World Events

L.A. brush fire: ‘This is not normal’ Topanga Canyon used to flames, but this early

The temperatures were cool, the skies overcast with some drizzle.

But that didn’t stop the Palisades fire from continuing to threaten communities in Topanga Canyon on Sunday.

This is fire country. And residents know the dangers. But for many, they consider the summer and fall the dangerous times — when Santa Ana winds combine with hot temperatures.

But this weekend was classic May gray.

“If you look out any window or if you step outside, all you see is just billowing smoke everywhere,” said Jessica Rogers, president of the Pacific Palisades Residents Assn. As she spoke with a reporter, she received a notice that a portion of the Palisades Highlands was being placed under an evacuation warning due to shifting winds.

RELATED: Palisades fire: What you need to know

“My daughter said, ‘Mommy I’m very scared,’” Rogers said, adding that the noise of the helicopters was unnerving. A couple of hours later, her children and their father evacuated, opting to stay with family in Santa Monica, she said.

The Palisades fire had grown to 1,325 acres and was 0% contained.
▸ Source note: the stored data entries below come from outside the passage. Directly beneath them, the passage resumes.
PR #65, opened 2020-11-16
Properly catch dynawo simulation errors in log

rosiereflo:


sources/main.cpp
```diff
@@ -48,13 +48,14 @@ initializeDynawo(const std::string& locale) {
 
 int
 main(int argc, char* argv[]) {
-  try {
     boost::timer timerGlobal;
```
lecourtoisflo, line 51: alinea incorrect

sources/main.cpp
```diff
@@ -48,13 +48,14 @@ initializeDynawo(const std::string& locale) {
...
     boost::timer timerInit;
     DYN::Trace::init();
     dfl::common::Options options;
 
     auto parsing_status = options.parse(argc, argv);
```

With an evacuation order in place for homes near Topanga Canyon Road, about 1,000 people had been displaced, authorities said Sunday.

The fire was burning through dense, old-growth chaparral that hadn’t burned in more than 50 years, authorities said. The vegetation was very dry due to a lack of recent rainfall, as well as longer-term drought.

The cool weather and damp conditions were helping firefighters, but it was still a tough fight.

“This is not normal, to have a big fire like this in May,” said Scott Ferguson, board chair of the Topanga Coalition for Emergency Preparedness. “This is the type of thing we’d usually be doing in November.”